Friday, January 11, 2013

Tell Genoa Township Trustees to vote NO on the Sewer Bond!

To anyone reading this blog living in Oak Point, Tri Lakes or North Shore (in Genoa Township) who are served by the Oak Point wastewater treatment plant, tell your township trustees to vote NO on the sewer bond.  The bond will stick us with a 5 million dollar five mile pipeline to the Genoa / Oceola treatment plant - a cost of $3571 per household for the 1,400 households served by the Oak Point plant. The bond will likely be voted on in late January or early February by the Board.

Township officials are pushing this bond and pipeline because groundwater below the Oak Point plant is being contaminated by salt from the water softeners of households connected to the plant.  The Plant does not treat for salt, but lets it seep in settling ponds into the ground and groundwater.  By connecting to the Genoa Oceola plant 5 miles away this salty water is directed there.  The Genoa Oceola plant then discharges into surface water, namely the Shiawassee River system.

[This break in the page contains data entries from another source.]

PR #891, opened 2018-12-27
 SELECT: Added option in Data tab to specify custom options that will be used in the Choices JS library

Aiso786:
This is useful if you want to override some default options without having to change the code. For example, the select's search result is limited to 4 items.

You can do this to override this default value:

image


travist:
Thanks for the contribution!

PR #896, opened 2018-12-28
cut reference for values stored in cache

kamilogerto2:
## Problem

_There are some problems with references when formio library getting values from cache. Let's assume scenario - in first view you use form in read and view only mode but after click on edit button you render the same form but without read only flags. What is unexpected that submit button is hidden. Why? Because in the first view - formio library hide submit button due to read only mode. It will be proper if not the fact that formio library works on reference so it change original value. When we go to the second view - hidden flag is set because we get this changed definition from cache._

## Solution

_In proposed solution We assume that cache should work as immutable object so when we get or put values we need to use cloneDeep to remove linking reference. Without that - in app we will be using still original value due to reference._

Of course I am open to another solution which should resolve the problem.

### DIFF
--- a/src/Formio.js
+++ b/src/Formio.js
@@ -820,6 +820,11 @@ export default class Formio {
           return result;
         }
 
+        // Cache the response.
+        if (method === 'GET') {
+          Formio.cache[cacheKey] = _cloneDeep(result);
+        }
+
         let resultCopy = {};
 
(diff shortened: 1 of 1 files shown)


travist:
This looks good to me. We will do some tests on our end and pull this into the next release if it passes tests.

Thanks!

Issue #887, opened 2018-12-25
(file component) upload url modified


kran:
`/api?r=upload` becames `/api?r=upload?baseUrl=xxx&project=xxx`
notice the second `?`.

kran:
@travist 
in form builder
1. add or edit an file component
2. select tab "file"
3. select "url" option for "storage"
4. input "url" field: `/api?r=upload/image'
5. render the schema, and upload a file to test, the url request will be appended by `?baseUrl=....`

randallknutson:
Sounds like we aren't checking for a ? in the url option. Is this something you could fix and add a pull request for or would you like us to add it to our backlog to fix?

Looks like the code is here: https://github.com/formio/formio.js/blob/72351633a07112c2b0ddcbc5dad97bbce7cb1833/src/providers/storage/url.js#L48-L54

kran:
@randallknutson yes, I can fix it. I'll checkout the code base to see how formio works.

PR #897, opened 2018-12-29
fix: check if ? exists in url

kran:
#887


travist:
Looks good! Thanks... This will be included in the next build.

PR #900, opened 2019-01-03
NUMBER - Bug Fix: couldn't set empty value

Aiso786:
If i clear a Number field's value, the new value isn't sent to the server.
This pull request resolves this issue.

### DIFF
--- a/src/components/number/Number.js
+++ b/src/components/number/Number.js
@@ -112,7 +112,7 @@ export default class NumberComponent extends BaseComponent {
     const val = this.inputs[index].value;
 
     if (!val) {
-      return undefined;
+      return '';
     }
 
     return this.parseNumber(val);


travist:
This was fixed before...
 - https://github.com/formio/formio.js/commit/9af675b1f1b59f7e71afda26b7847913523f95f0

Is there a way for you to better describe why returning "undefined" is a problem?

Aiso786:
When we return "undefined", the related property is missing in the "submission" object . I think the property should still figure in the object with a null or undefined value.

However, if you guys don't think like that, it's better to reject this pull request.

And i think returning `''` is not a good idea.

travist:
Yeah, that is what I am thinking as well. A number should never return an empty string. I am fine with either ```null``` or ```undefined``` so I am thinking that this issue that you are talking about may be caused elsewhere.

Aiso786:
Alright, i close this PR and will look for another way to fix the issue.
Thanks @travist

PR #909, opened 2019-01-08
FOR-1970: Fixed metadata missing in nested child form

Alena-Levina-Softensity:


src/Webform.js
```diff
@@ -1139,11 +1139,9 @@ export default class Webform extends NestedComponent {
         });
       }
 
-      const submission = _.cloneDeep(this.submission || {});
-
       // Add in metadata about client submitting the form
-      submission.metadata = submission.metadata || {};
-      _.defaults(submission.metadata, {
+      this.submission.metadata = this.submission.metadata || {};
```
travist: ```this.submission``` is a getter method so this is equivalent to saying.

```
this.getSubmission().metadata = this.getSubmission().metadata || {};
_.defaults(this.getSubmission().metadata, {....});
```

Because of this, I don't see how this is working since the metadata isn't getting set on an object that persists. What was wrong with the previous version?

Alena-Levina-Softensity: `this.getValue()` for Webform returns `this._submission` which as I see is an object that persists. 

The previous version made a copy of `this.submission` and then added `metadata` to it, which broke reference to it for parent form. As a result form could only have metadata if it is root form, not when it's a child nested form for some other form

travist: Ok, sounds good.

PR #917, opened 2019-01-10
Update Checkbox.unit.js

wag110894:


src/components/checkbox/Checkbox.unit.js
```diff
@@ -13,4 +13,52 @@ describe('Checkbox Unit Tests', () => {
     const checkbox = new CheckBoxComponent();
     assert.equal(checkbox.defaultValue, false);
   });
+  it('Change the label of the checkbox',() => {
+  const checkbox = new CheckBoxComponent({
+checkbox: [
```
travist: This is not actually testing anything other than that the CheckBoxComponent will not crash if you provide it bogus JSON as an input into the constructor. You need to actually create a legit checkbox component by providing actual checkbox JSON, and then make some assertions... such as the following.

```js
const checkbox = new CheckBoxComponent({
  type: 'checkbox',
  label: 'Label A',
  key: 'checkbox'
});
assert.equal(checkbox.labelElement.textContent, 'Label A');
```

wag110894: @travist Trying to use textContent.
TypeError: Cannot read property 'textContent' of undefined.
What can I use instead?

PR #926, opened 2019-01-11
Add breadcrumb settings for Panel

iobuhov:


travist:
Excellent work @iobuhov

PR #928, opened 2019-01-11
FOR-1077: Added reCAPTCHA component

Alena-Levina-Softensity:


src/Webform.js
```diff
@@ -1294,6 +1295,16 @@ export default class Webform extends NestedComponent {
       return console.warn('You should add a URL to this button.');
     }
   }
+
+  triggerRecaptcha() {
+    const recaptchaComponent = this.root.components.find((component) => {
```
travist: This will only search in the "root" scope of the form. You should use ```getComponent``` instead which is a method exposed to the nested components.

src/components/recaptcha/editForm/ReCaptcha.edit.display.js
```diff
@@ -0,0 +1,103 @@
...
+    label: 'Type of event',
+    tooltip: 'Specify type of event that this reCAPTCHA would react to',
+    type: 'radio',
+    values: [
+      {
+        label: 'Form Load',
+        value: 'formLoad'
+      },
+      {
+        label: 'Button Click',
```
travist: If this is attached to the Submit button, this component will need to block the submission until it finishes the recaptcha check and then allow the submission to be completed.

src/Webform.js
Alena-Levina-Softensity: @travist Thanks! Fixed it by using ```everyComponent``` since I need more complex search than just by key (which is what ```getComponent``` does as I see)

src/components/recaptcha/editForm/ReCaptcha.edit.display.js
Alena-Levina-Softensity: @travist fixed

PR #945, opened 2019-01-17
Bugfix for number component large numbers handling.

iobuhov:
This PR is actually a proposal to alter the behaviour of
NumberComponent. This update changes how `setValue` works, now if you
try to set number greater then `MAX_SAFE_NUM` it would be ignored and
insted `MAX_SAFE_NUM` value would be assigned to component value (e.g.
4299299299 -> 1000000000). The same logic will be applied to
`MIN_SAFE_NUM`.

Pros:
- we will have stable and predictable numbers.
- only correct numbers can be assigned to number component.

Cons:
- user might be confused in case when his value would be silently
   converted to `MIN_SAFE_NUM` (-1000000000)
   or `MAX_SAFE_NUM` (1000000000)

Another approach is to add validators to NumberComponent.

Pros:
  - don't affect user experience

Cons:
  - still possible to set incorrect value
  - still possible to loose precision when parsing value


travist:
Closing due to inactivity.

PR #1000, opened 2019-02-05
fix(FOR-1742): Initial focus wasn't working, Focus Event wasn't triggering

edwinanciani:


travist:
This seems like a hack. Is there not a better way (maybe using events) to know if these inputs are ready to receive focus events? This also would probably break with older browsers or devices not able to process the forms as quickly. Please see if you can come up with a better way of doing this.

PR #1004, opened 2019-02-07
Validation discussion

iobuhov:
I would like to have some comments on my change on `Webform.onChange` handler as well as some question about button `set disable`.

### DIFF
--- a/src/Webform.js
+++ b/src/Webform.js
@@ -1078,7 +1078,12 @@ export default class Webform extends NestedComponent {
     super.onChange(flags, true);
     const value = _.clone(this._submission);
     value.changed = changed;
-    value.isValid = this.checkData(value.data, flags, changed ? changed.instance : null);
+    if (!this.initialized) {
+      value.isValid = this.isValid(value.data, true);
+    }
+    else {
+      value.isValid = this.checkData(value.data, flags, changed ? changed.instance : null);
+    }
     this.showElement(true);
     this.loading = false;
     if (this.submitted) {


iobuhov:
About this setter:
```
  set disabled(disabled) {
    // Do not allow a component to be disabled if it should be always...
    if ((!disabled && this.shouldDisable) || (disabled && !this.shouldDisable)) {
      return;
    }
    super.disabled = disabled;
    this.setDisabled(this.buttonElement, disabled);
  }
```

I'm consorned about this expression:
```
    if ((!disabled && this.shouldDisable) || (disabled && !this.shouldDisable)) {
      return;
    }
```
I know that this should resolve button `disabled state` inconsistency, but in usual usage, this expression prevent button disabling because `shouldDisable` getter is inherited from `Base` class and by default always resolves to `false`, that means that when `disabled` argument has value true we never can reach `super.disabled`. If I understand correctly, both `disabled` flag and `shouldDisable` property should reflect state changes and both should return the same value (false or true). But right now `shouldDisable` property constantly returns false.
My solution either remove this expression or override `shouldDisable` getter in `Button` class. Any advice would be helpful.

travist:
```shouldDisable``` does not always resolve to false. There is logic there to protect a component that should never disable to not get disabled when "disabled = true" is called. This logic helps protect that, so I am not sure I agree with your assessment since looking at the code, it appears to be necessary. I would prefer to just override the ```shouldDisable``` method for the button class that is consistent with the validity of the form.

travist:
I had to revert this pull request. The tests are failing.

PR #1005, opened 2019-02-07
Feature/for 2039 select continious scrolling

VladTsygankov:


travist:
Very well done @VladTsygankov

src/components/select/editForm/Select.edit.data.js
```diff
@@ -271,12 +271,30 @@ export default [
...
+    type: 'textfield',
+    input: true,
+    key: 'sort',
+    label: 'Sort Query',
+    weight: 18,
+    description: 'The sort query for results',
+    tooltip: 'User this to provide additional sorting using query parameters',
+    conditional: {
+      json: {
+        or: [
```
YuryRybakSoftensity: Please consider usage of 'in' operator here http://jsonlogic.com/operations.html#in

travist: This can be resolved in another PR. going to accept it as is.

travist:
There is an issue with this change. If you are loading an API that does not support pagination, it will continually load the same page over and over and the list gets bigger and bigger..

travist:
I spent some time to investigate. I also found quite a few other issues with infinite scroll. Please review these changes.

https://github.com/formio/formio.js/commit/cecabd3047013eac1ef48be8da5fd61b6f1c86a9

PR #4398, opened 2021-10-15
Add capture option to file fields

bmcbride:
This adds a new `capture` option to file fields, which allows a mobile device to open the camera or microphone directly in [capture mode](https://developer.mozilla.org/en-US/docs/Web/HTML/Attributes/capture). This offers more flexibility over the current `webcam` setting as it lets the user configure which device to launch (camera, video, microphone- based on `filePattern`) and specify front or rear device, on supported platforms (iOS). Capture can be used alongside webcam and is ignored on desktop.

While working on this, I also tried to tidy up the file input a bit, removing the "Drop files to attach" label on mobile and adding some icons to the link buttons.

### Launch rear-facing camera
```js
{
  type: "file",
  label: "My Photos",
  key: "photos",
  storage: "base64",
  image: true,
  capture: "environment",
  filePattern: "image/*",
  multiple: true,
  imageSize: "250"
}
```

### Launch front-facing video camera
```js
{
  type: "file",
  label: "My Videos",
  key: "videos",
  storage: "base64",
  capture: "user",
  filePattern: "video/*",
  multiple: true,
  imageSize: "250"
}
```

### Launch microphone
```js
{
  type: "file",
  label: "My Audio",
  key: "audio",
  storage: "base64",
  capture: "environment",
  filePattern: "audio/*",
  multiple: true,
  imageSize: "250"
}
```

image

### DIFF
--- a/src/components/file/File.js
+++ b/src/components/file/File.js
@@ -284,9 +284,12 @@ export default class FileComponent extends Field {
     if (this.component.multiple) {
       options.multiple = true;
     }
+    if (this.component.capture) {
+      options.capture = this.component.capture;
+    }
     //use "accept" attribute only for desktop devices because of its limited support by mobile browsers
+    const filePattern = this.component.filePattern.trim() || '';
     if (!this.isMobile.any) {
-      const filePattern = this.component.filePattern.trim() || '';
       const imagesPattern = 'image/*';
 
       if (this.imageUpload && (!filePattern || filePattern === '*')) {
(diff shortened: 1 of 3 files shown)


kamel-msaoubi:
Will we have a chance to see this PR merged in 5.x.x ?
Looking for this feature for resolving the issue: when we are taking picture from a mobile, we cannot switch from front camera (selfie) to back camera, on Android.

PR #4415, opened 2021-10-25
FIO-3528 Changed wizardnav button classes for better action indcitaion

antonSoftensity:


src/templates/bootstrap/wizardNav/form.ejs
```diff
@@ -2,12 +2,12 @@
   {% ctx.buttonOrder.forEach(function(button) { %}
     {% if (button === 'cancel' && ctx.buttons.cancel) { %}
     <li>
-      <button class="btn btn-secondary btn-wizard-nav-cancel" ref="{{ctx.wizardKey}}-cancel" aria-label="{{ctx.t('cancel')}} button. Click to reset the form">{{ctx.t('cancel')}}</button>
```
travist, line 5: I don't want to use the danger class here.  I am not a fan of a bright red button on the forms. I would rather just make the cancel button not on by default or maybe make it a small link or something... we need to discuss this one.

travist (changes requested):

lane-formio:
Closing per comments left on https://formio.atlassian.net/browse/AI-1792

PR #4429, opened 2021-11-02
FIO-3969: fixed an issue where lodash is still executing functions wh…

AlexanderYakubovskiy:
…en protected-eval is being used

### DIFF
--- a/src/formio.form.js
+++ b/src/formio.form.js
@@ -92,6 +92,11 @@ const registerPlugin = (plugin) => {
       case 'evaluator':
         Formio.Evaluator.registerEvaluator(plugin.evaluator);
         break;
+      case 'default':
+        if (plugin.default.evaluator) {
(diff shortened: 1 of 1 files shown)


src/formio.form.js
```diff
@@ -92,6 +92,11 @@ const registerPlugin = (plugin) => {
       case 'evaluator':
         Formio.Evaluator.registerEvaluator(plugin.evaluator);
         break;
+      case 'default':
```
travist, line 95: Why is the plugin name called "default"?  This seems really strange like we should ix the place where "evaluator" is not being used.

travist (changes requested):

src/formio.form.js
AlexanderYakubovskiy: I understand. Going to investigate this issue some more.

PR #4436, opened 2021-11-03
FIO-3814: do not fetch Select options again if there was an error

mikekotikov:


mikekotikov:
After running build script the tests passed at my local

PR #4447, opened 2021-11-09
FIO-4241: fixed an issue where calculation validation not showing unt…

AlexanderYakubovskiy:
…il submission when numbers are inside datagrid component


AlexanderYakubovskiy:
This is test for FIO-4241 which reproducible in 4.13.7 but fixed in master by:
https://github.com/formio/formio.js/pull/4323
https://github.com/formio/formio.js/pull/4049

PR #4453, opened 2021-11-15
Fix: components which could not trigger focus/blur events

rthjy:
1. add focus/blur events to Radio, Checkbox, SelectBoxes
2. add focus/blur events to the user input box of datetime component

### DIFF
--- a/src/components/_classes/field/Field.js
+++ b/src/components/_classes/field/Field.js
@@ -1,3 +1,4 @@
+import { delay } from '../../../utils/utils';
 import Component from '../component/Component';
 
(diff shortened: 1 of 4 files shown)


travist:
I am fearful that this is going to cause serious regressions because it adds 2 event listeners for every component on the form. I think a better approach is to just make these kinds of event listeners outside of the rendered form if you need them.

```
Formio.createForm(document.getElementById('formio'), ....).then((form) => {
  const blurComp = form.getComponent('datetime');
  blurComp.input.addEventListener('blur', ....);
});
```

PR #4454, opened 2021-11-15
fix issue: when submission.data doesn't exist, the submission.metadata is removed

rthjy:
fix issue: when submission.data doesn't exist, the submission.metadata is removed


travist:
I like it. Thank you!

PR #4456, opened 2021-11-16
Feat/fio 3144 parent form data

mikekotikov:


src/components/_classes/component/Component.js
```diff
@@ -2315,6 +2316,25 @@ export default class Component extends Element {
     return this.root ? this.root.data : this.data;
   }
 
+  /**
+   * Get the data value from the top-level form (including nested forms).
+   *
+   * @return {*}
+   */
+  get rootData() {
```
travist, line 2324: I don't want to add this. If you wish to reference your parent forms data, you can use the following.

```js
instance.root.parent.root.data;
```

travist (changes requested):

src/components/_classes/component/Component.js
mikekotikov: Yeah, sure. I just thought it to be more convenient as you may also have a couple of levels of nesting. And this way it's easier to go from top level form to child by it's api key.
Nevertheless, there is a possibility to reach the data on parent forms now, so if you don't see this changes necessary I'll close it.

PR #4464, opened 2021-11-23
Evaluate custom condition for checkbox

rajiv-kumar-mck:


travist:
I am pretty sure this will break Checkbox components with Radio set as the input type. Please verify....

travist:
I think you are right.  We will give this a try and see how it does. I do like the idea of removing code that fixes bugs.

PR #4497, opened 2021-12-10
FIO-3884 Fixed issue when conditionally required fields weren't indic…

antonSoftensity:
…ated as required in labels


michealharrington:
I have run into an issue with this fix.
My datagrid's are being redrawn after every change in the form.
Debugging into the code, it is showing that the column compare isEqual check is always returning false, but the only difference in the data is that the auto-generated "id" field is different.

My suggestion for a solution would be to change the isEqual to compare all fields EXCEPT the "id" field.

PR #4503, opened 2021-12-15
FIO-4362/4363: fix checkbox type radio incorrect value

mikekotikov:


mikekotikov:
@alexandraRamanenka took this over

PR #4518, opened 2021-12-29
Fixing issue where styles declaration for components is wrong.

travist:


travist:
This was fixed @ https://github.com/formio/bootstrap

There is a better and potentially cheaper alternative.  Ban the salt.  Hamburg Township has already successfully done so, and we can to.  Hamburg Township allows the use of potassium chloride or any of a number of systems that use no salt or potassium chloride (thus saving the cost of buying salt or potassium chloride). These no salt systems can cost less than the $3571per household the bond issue costs (and you need never buy salt or potassium chloride again).

Plus, many folks like myself have medical conditions like high blood pressure so we need to restrict salt in our diets. ( Our household does not use a softener at all, and this method works too.  We filter our drinking water with a Brita - other filters are available for greater cost. We add washing soda to water for laundry and dishwater to soften it.) 

And, in the future environmental laws may ban discharge of salty water (brine from water softeners)
into surface water.  This is already the case in the Los Angeles County Sanitation District.  Google their web site and read the facts.

The future belongs to the no salt alternatives.

(By the way, the cheapest place to buy potassium chloride is a Costco at $19 per bag. Also, though potassium chloride prices spiked several years ago they have declined since and should continue to decline).